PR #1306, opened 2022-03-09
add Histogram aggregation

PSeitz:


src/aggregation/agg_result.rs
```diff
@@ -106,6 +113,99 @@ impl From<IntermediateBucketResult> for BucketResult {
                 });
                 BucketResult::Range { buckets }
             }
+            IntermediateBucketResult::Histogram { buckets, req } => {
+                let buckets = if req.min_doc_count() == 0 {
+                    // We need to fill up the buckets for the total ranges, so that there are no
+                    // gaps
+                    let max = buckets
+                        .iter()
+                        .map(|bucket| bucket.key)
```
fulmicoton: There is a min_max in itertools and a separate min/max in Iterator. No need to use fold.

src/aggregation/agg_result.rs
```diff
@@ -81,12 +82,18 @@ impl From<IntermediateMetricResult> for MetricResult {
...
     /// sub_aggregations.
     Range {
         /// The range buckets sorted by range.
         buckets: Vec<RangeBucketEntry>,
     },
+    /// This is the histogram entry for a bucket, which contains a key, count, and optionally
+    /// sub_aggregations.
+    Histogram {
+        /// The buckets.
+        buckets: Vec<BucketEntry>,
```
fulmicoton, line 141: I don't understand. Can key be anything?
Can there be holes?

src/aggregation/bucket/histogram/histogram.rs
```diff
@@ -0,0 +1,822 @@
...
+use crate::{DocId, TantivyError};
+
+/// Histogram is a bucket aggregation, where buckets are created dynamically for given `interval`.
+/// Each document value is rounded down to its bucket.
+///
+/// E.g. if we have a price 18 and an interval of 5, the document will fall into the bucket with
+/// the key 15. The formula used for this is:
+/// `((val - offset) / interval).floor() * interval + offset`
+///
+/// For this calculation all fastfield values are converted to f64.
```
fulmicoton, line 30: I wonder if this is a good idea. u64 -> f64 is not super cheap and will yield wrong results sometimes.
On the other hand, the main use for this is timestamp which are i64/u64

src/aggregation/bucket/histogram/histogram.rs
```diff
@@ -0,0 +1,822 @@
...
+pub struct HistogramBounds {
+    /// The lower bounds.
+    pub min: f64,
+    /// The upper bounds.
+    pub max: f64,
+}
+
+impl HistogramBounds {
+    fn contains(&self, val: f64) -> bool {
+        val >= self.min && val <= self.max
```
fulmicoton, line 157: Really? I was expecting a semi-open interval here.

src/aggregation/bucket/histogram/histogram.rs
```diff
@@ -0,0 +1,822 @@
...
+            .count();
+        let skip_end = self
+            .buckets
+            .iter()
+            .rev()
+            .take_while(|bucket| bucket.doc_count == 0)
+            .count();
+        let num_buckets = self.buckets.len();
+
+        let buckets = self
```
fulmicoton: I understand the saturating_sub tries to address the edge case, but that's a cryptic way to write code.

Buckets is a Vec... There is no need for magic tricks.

==

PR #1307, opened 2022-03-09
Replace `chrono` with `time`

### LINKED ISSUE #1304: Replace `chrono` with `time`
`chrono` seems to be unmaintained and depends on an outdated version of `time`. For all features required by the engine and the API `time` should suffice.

TASK DESCRIPTION: Out of the entries above, write out only the lines between the line holding "On the other" and the line holding "Buckets is a", inclusive, each exactly as given.

RESULT FOR THIS EXERCISE:
On the other hand, the main use for this is timestamp which are i64/u64

src/aggregation/bucket/histogram/histogram.rs
```diff
@@ -0,0 +1,822 @@
...
+pub struct HistogramBounds {
+    /// The lower bounds.
+    pub min: f64,
+    /// The upper bounds.
+    pub max: f64,
+}
+
+impl HistogramBounds {
+    fn contains(&self, val: f64) -> bool {
+        val >= self.min && val <= self.max
```
fulmicoton, line 157: Really? I was expecting a semi-open interval here.

src/aggregation/bucket/histogram/histogram.rs
```diff
@@ -0,0 +1,822 @@
...
+            .count();
+        let skip_end = self
+            .buckets
+            .iter()
+            .rev()
+            .take_while(|bucket| bucket.doc_count == 0)
+            .count();
+        let num_buckets = self.buckets.len();
+
+        let buckets = self
```
fulmicoton: I understand the saturating_sub tries to address the edge case, but that's a cryptic way to write code.

Buckets is a Vec... There is no need for magic tricks.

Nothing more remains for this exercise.